(Records excerpted from a collection)

↓↓↓

PR #1415, opened 2020-12-04
Update basics.md

osarjeant:
Added input/output mapping at the beginning (parameters example) so that it is easier for beginners to relate the code to the math.

### PR Checklist

- [ ] Tests are added
- [ ] Entry in NEWS.md

### DIFF
--- a/docs/src/models/basics.md
+++ b/docs/src/models/basics.md
@@ -25,9 +25,9 @@ When a function has many parameters, we can get gradients of each one at the sam
 ```jldoctest basics
 julia> f(x, y) = sum((x .- y).^2) # sum squared error (element-wise)
 
-julia> x = [2,1,3]
+julia> x = [2,1,3];
 
-julia> y = [2,0,2]
+julia> y = [2,0,2];
 
 julia> gradient(f, x, y) # returns the vectors ([δfx],[δfy])
 ([0, 2, 2], [0, -2, -2])
--- a/docs/src/models/basics.md
+++ b/docs/src/models/basics.md
@@ -23,32 +23,34 @@ julia> d2f(2)
 When a function has many parameters, we can get gradients of each one at the same time:
 
 ```jldoctest basics
-julia> f(x, y) = sum((x .- y).^2); ∑(x-y)^2 for some range of n
+julia> f(x, y) = sum((x .- y).^2) # sum squared error (element-wise)
 
-julia> gradient(f, [2, 1], [2, 0]) # gradient(function,[x1,x2], [y1,y2]) = ([δf/δx(x1,y1),δf/δx(x2,y2)], [δf/δy(x1,y1),δf/δy(x2,y2)])
-([0, 2], [0, -2])
+julia> x = [2,1,3]
+
+julia> y = [2,0,2]
+
+julia> gradient(f, x, y) # returns the vectors ([δfx],[δfy])
+([0, 2, 2], [0, -2, -2])
 ```
 
 But machine learning models can have *hundreds* of parameters! To handle this, Flux lets you work with collections of parameters, via `params`. You can get the gradient of all parameters used in a program without explicitly passing them in.
 
 ```jldoctest basics
-julia> x = [2, 1];
-
-julia> y = [2, 0];
-
 julia> gs = gradient(params(x, y)) do
          f(x, y)
        end
 Grads(...)
 
 julia> gs[x]
-2-element Array{Int64,1}:
+3-element Array{Int64,1}:
  0
+ 2
  2
 
 julia> gs[y]
-2-element Array{Int64,1}:
+3-element Array{Int64,1}:
   0
+ -2
  -2
 ```
 
--- a/docs/src/models/basics.md
+++ b/docs/src/models/basics.md
@@ -23,9 +23,9 @@ julia> d2f(2)
 When a function has many parameters, we can get gradients of each one at the same time:
 
 ```jldoctest basics
-julia> f(x, y) = sum((x .- y).^2);
+julia> f(x, y) = sum((x .- y).^2); ∑(x-y)^2 for some range of n
 
-julia> gradient(f, [2, 1], [2, 0])
+julia> gradient(f, [2, 1], [2, 0]) # gradient(function,[x1,x2], [y1,y2]) = ([δf/δx(x1,y1),δf/δx(x2,y2)], [δf/δy(x1,y1),δf/δy(x2,y2)])
 ([0, 2], [0, -2])
 ```
 


docs/src/models/basics.md
```diff
@@ -23,9 +23,9 @@ julia> d2f(2)
 When a function has many parameters, we can get gradients of each one at the same time:
 
 ```jldoctest basics
-julia> f(x, y) = sum((x .- y).^2);
+julia> f(x, y) = sum((x .- y).^2); ∑(x-y)^2 for some range of n
 
-julia> gradient(f, [2, 1], [2, 0])
+julia> gradient(f, [2, 1], [2, 0]) # gradient(function,[x1,x2], [y1,y2]) = ([δf/δx(x1,y1),δf/δx(x2,y2)], [δf/δy(x1,y1),δf/δy(x2,y2)])
```
ToucheSir, line 28: There appear to be some off-by-one errors in the reporting of these partial derivatives :slightly_smiling_face:.

docs/src/models/basics.md
```diff
@@ -23,9 +23,9 @@ julia> d2f(2)
 When a function has many parameters, we can get gradients of each one at the same time:
 
 ```jldoctest basics
-julia> f(x, y) = sum((x .- y).^2);
+julia> f(x, y) = sum((x .- y).^2); ∑(x-y)^2 for some range of n
```
ToucheSir, line 26: This is a syntax error because of a missing `#`. I'm also dubious on the value of repeating essentially the same thing minus 2 dots and with a sigma instead of `sum`. We have LaTeX support for gnarlier equations, but in this case even a comment like `# mean squared error` (or no comment at all) would be better IMO.

ToucheSir (changes requested):

docs/src/models/basics.md
darsnack: Would prefer is this is something like
```julia
julia> gradient(f, [2, 1], [2, 0]) # gradient of f evaluated as [x1, x2] == [2, 1] and [y1, y2] == [2, 0]
```
Even better would just be defining `x = [2, 1]` and `y = [2, 0]` in the REPL code itself then switching this to
```julia
gradient(f, x, y) # gradient of f evaluated at x and y
```

darsnack (changes requested):
Thanks for these changes @osarjeant! Do you mind updating to reflect the suggestions?

docs/src/models/basics.md
osarjeant: I agree it is repetitive. I like `#mean square error`. Would it help beginners to explain the dots as element-wise operations? Maybe something like `#MSE calculated elementwise on x and y`. This would allow them to do keyword searches if they are teaching themselves.

darsnack: Sounds good to me.

ToucheSir: Sorry, that should be sum squared error instead of MSE. I also think explaining dot as broadcasting is better handled by Julia's docs or something like https://fluxml.ai/tutorials/2020/09/15/deep-learning-flux.html. We're more focused on explaining ML/AD concepts and how to express them.

darsnack: Yeah I think `# sum of squared element-wise error` is short and fine to add if it ends up helping someone understand without needing to learn broadcasting.

osarjeant: I like that.

docs/src/models/basics.md
osarjeant: I just found it unclear what the output mapping was. I like @darsnack's suggestion.  I think there is ambiguity of the output between possibly being this `([δf1/δx,δf2/δx],[δf1/δy,δf2/δy])`  or `([δf1/δx,δf1/δy],[δf2/δx,δf2/δy]) `

Maybe `gradient(f, x, y) # returns the vectors ([δfx],[δfy])` or use x, y vectors that have 3 values to remove the ambiguity as the output is clearly not the latter.

`julia> gradient(f, [2,1,3],[2,0,2])`
`([0, 2, 2], [0, -2, -2])`

`x = [2,1,3]`
`y = [2,0,2]`
`julia> gradient(f, x, y) # returns the vectors ([δfx],[δfy])`
`([0, 2, 2], [0, -2, -2])`

darsnack: Your second snippet looks good to me

docs/src/models/basics.md
```diff
@@ -23,33 +23,35 @@ julia> d2f(2)
...
 ```jldoctest basics
-julia> f(x, y) = sum((x .- y).^2);
+julia> f(x, y) = sum((x .- y).^2) # sum squared error (element-wise)
 
-julia> gradient(f, [2, 1], [2, 0])
-([0, 2], [0, -2])
+julia> x = [2,1,3]
+
+julia> y = [2,0,2]
+
```
darsnack, line 31:
```suggestion
julia> x = [2,1,3];

julia> y = [2,0,2];

```

Semi-colons are required if we don't want to print out the arrays.

darsnack (changes requested):
Just some small doctest errors that need fixing

docs/src/models/basics.md
```diff
@@ -23,33 +23,35 @@ julia> d2f(2)
...
-julia> f(x, y) = sum((x .- y).^2);
+julia> f(x, y) = sum((x .- y).^2) # sum squared error (element-wise)
 
-julia> gradient(f, [2, 1], [2, 0])
-([0, 2], [0, -2])
+julia> x = [2,1,3];
+
+julia> y = [2,0,2];
+
+julia> gradient(f, x, y) # returns the vectors ([δfx],[δfy])
```
CarloLucibello, line 32: `δfx` doesn't have a clear meaning.  Maybe
```suggestion
julia> gradient(f, x1, x2) # returns (∇ₓ₁f(x1, x2), ∇ₓ₂f(x1, x2))
```
Had to remove `y` since  julia doesn't have `\_y`

osarjeant: Okay, I think I see what you are saying.

How about this 
```julia
julia> gradient(f, x1, x2) # returns ∇f(p) as (dfₓ₁(p),dfₓ₂(p))
```
to avoid so many x1's and x2's:
********************************************************************************
When a function has many parameters, p = (x1, x2), we can get gradients of each one at the same time:
```julia
julia> f(x1, x2) = sum((x1 .- x2).^2); # sum squared error (element-wise)
    
julia> x1 = [2,1,3];
    
julia> x2 = [2,0,2];
    
julia> gradient(f, x1, x2) # returns ∇f(p) as (dfₓ₁(p),dfₓ₂(p))
([0, 2, 2], [0, -2, -2])
```

But machine learning models can have hundreds of parameters! To handle this, Flux lets you work with collections of parameters, via params. You can get the gradient of all parameters used in a program without explicitly passing them in.
```julia
julia> gs = gradient(params(x1, x2)) do
         f(x1, x2)
       end
Grads(...)

julia> gs[x1]
3-element Array{Int64,1}:
 0
 2
 2

julia> gs[x2]
3-element Array{Int64,1}:
  0
 -2
 -2
```

ToucheSir:
This would need a rebase since `basics.md` has changed a bit since, but I'm still not 100% sold on the notation. e.g. it took me a second to realize `dfₓ₁` was referring to the partial derivative.

CarloLucibello:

↑↑↑

▶ **What is expected**:
Line tally for "learning": say how many lines of the records above contain it, and give nothing but the number.

▶ **Solution to the exercise**:
3